:: TASK INPUTS ::

PR #94, opened 2020-12-08
Adx 464 make footer sticky

Manoj-nathwani:
# Problem
- Website footer floats in the middle of the page when there's little content to display

# Solution
- Set up a sticky footer
- See https://philipwalton.github.io/solved-by-flexbox/demos/sticky-footer/

## before
image

## after
image

### DIFF
--- a/ckanext/unaids/theme/public/custom.css
+++ b/ckanext/unaids/theme/public/custom.css
@@ -209,7 +209,7 @@ section.resources H3{
 /* make footer sticky */
 .main{
   display: flex;
-  min-height: 75vh;
+  min-height: 60vh;
   flex-direction: column;
 }
 
--- a/ckanext/unaids/theme/public/custom.css
+++ b/ckanext/unaids/theme/public/custom.css
@@ -205,3 +205,14 @@ section.resources H3{
 .resource-title{
   margin-bottom: 10px;
 }
+
+/* make footer sticky */
+.main {
+  display: flex;
+  min-height: 75vh;
+  flex-direction: column;
+}
+
+footer {
+  flex: 1;
+}
--- a/ckanext/unaids/theme/public/custom.css
+++ b/ckanext/unaids/theme/public/custom.css
@@ -207,12 +207,12 @@ section.resources H3{
 }
 
 /* make footer sticky */
-.main {
+.main{
   display: flex;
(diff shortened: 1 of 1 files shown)


ckanext/unaids/theme/public/custom.css
```diff
@@ -205,3 +205,14 @@ section.resources H3{
 .resource-title{
   margin-bottom: 10px;
 }
+
+/* make footer sticky */
+.main{
+  display: flex;
+  min-height: 60vh;
```
jonathansberry, line 212: So this is saying make the website content (without footer) always at least 60% the height of the screen, then add the footer below that.  It therefore relies on the footer being more than 40% the height of the screen.  If someone has a particularly tall screen, the footer may still not stick to the bottom of the screen.  

This is definitely a step forwards, and I'd therefore just question the 60vh - why not 80vh?  or 90vh?  this would increase our chances of the footer always appearing at the bottom of the page for all screen sizes, at the cost of making some users scroll to see the whole footer.

What do you think? Can you give the rationale behind 60vh? Do you think it makes sense to bump the number up a bit?

jonathansberry (commented):
Just wondering about why 60vh - what would be the relative merits of pushing this up to say 80vh or  90vh?

ckanext/unaids/theme/public/custom.css
Manoj-nathwani: Yeah you're on the right track. There's no perfect way to make a sticky footer so you kinda need to gage a rough height you'd like to wait before placing it. I chose `60vh` after testing it with my 24" screen and it looked about right. I can't imagine anyone having anything larger or taller. The main focus is getting it looking good on everything under that size, especially mobile devices. So  yes - `60vh` was just something I arbitrarily chose after playing around with various numbers. Originally it was `100vh` which felt far too large. It's a function of how much fluff (headers, body padding, etc) we have on an empty page and what the max screen size we want to support before the footer becomes sticky. So i went with this.

Manoj-nathwani: tldr; Under 60 felt annoying on smaller devices. Higher than 60 felt like there was too much white space in our `.main` body which felt broken.

jonathansberry (approved):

:: WHAT TO WORK ON ::
Reproduce all of the data. Leave every line unchanged.

:: RESPONSE ::
PR #94, opened 2020-12-08
Adx 464 make footer sticky

Manoj-nathwani:
# Problem
- Website footer floats in the middle of the page when there's little content to display

# Solution
- Set up a sticky footer
- See https://philipwalton.github.io/solved-by-flexbox/demos/sticky-footer/

## before
image

## after
image

### DIFF
--- a/ckanext/unaids/theme/public/custom.css
+++ b/ckanext/unaids/theme/public/custom.css
@@ -209,7 +209,7 @@ section.resources H3{
 /* make footer sticky */
 .main{
   display: flex;
-  min-height: 75vh;
+  min-height: 60vh;
   flex-direction: column;
 }
 
--- a/ckanext/unaids/theme/public/custom.css
+++ b/ckanext/unaids/theme/public/custom.css
@@ -205,3 +205,14 @@ section.resources H3{
 .resource-title{
   margin-bottom: 10px;
 }
+
+/* make footer sticky */
+.main {
+  display: flex;
+  min-height: 75vh;
+  flex-direction: column;
+}
+
+footer {
+  flex: 1;
+}
--- a/ckanext/unaids/theme/public/custom.css
+++ b/ckanext/unaids/theme/public/custom.css
@@ -207,12 +207,12 @@ section.resources H3{
 }
 
 /* make footer sticky */
-.main {
+.main{
   display: flex;
(diff shortened: 1 of 1 files shown)


ckanext/unaids/theme/public/custom.css
```diff
@@ -205,3 +205,14 @@ section.resources H3{
 .resource-title{
   margin-bottom: 10px;
 }
+
+/* make footer sticky */
+.main{
+  display: flex;
+  min-height: 60vh;
```
jonathansberry, line 212: So this is saying make the website content (without footer) always at least 60% the height of the screen, then add the footer below that.  It therefore relies on the footer being more than 40% the height of the screen.  If someone has a particularly tall screen, the footer may still not stick to the bottom of the screen.  

This is definitely a step forwards, and I'd therefore just question the 60vh - why not 80vh?  or 90vh?  this would increase our chances of the footer always appearing at the bottom of the page for all screen sizes, at the cost of making some users scroll to see the whole footer.

What do you think? Can you give the rationale behind 60vh? Do you think it makes sense to bump the number up a bit?

jonathansberry (commented):
Just wondering about why 60vh - what would be the relative merits of pushing this up to say 80vh or  90vh?

ckanext/unaids/theme/public/custom.css
Manoj-nathwani: Yeah you're on the right track. There's no perfect way to make a sticky footer so you kinda need to gage a rough height you'd like to wait before placing it. I chose `60vh` after testing it with my 24" screen and it looked about right. I can't imagine anyone having anything larger or taller. The main focus is getting it looking good on everything under that size, especially mobile devices. So  yes - `60vh` was just something I arbitrarily chose after playing around with various numbers. Originally it was `100vh` which felt far too large. It's a function of how much fluff (headers, body padding, etc) we have on an empty page and what the max screen size we want to support before the footer becomes sticky. So i went with this.

Manoj-nathwani: tldr; Under 60 felt annoying on smaller devices. Higher than 60 felt like there was too much white space in our `.main` body which felt broken.

jonathansberry (approved):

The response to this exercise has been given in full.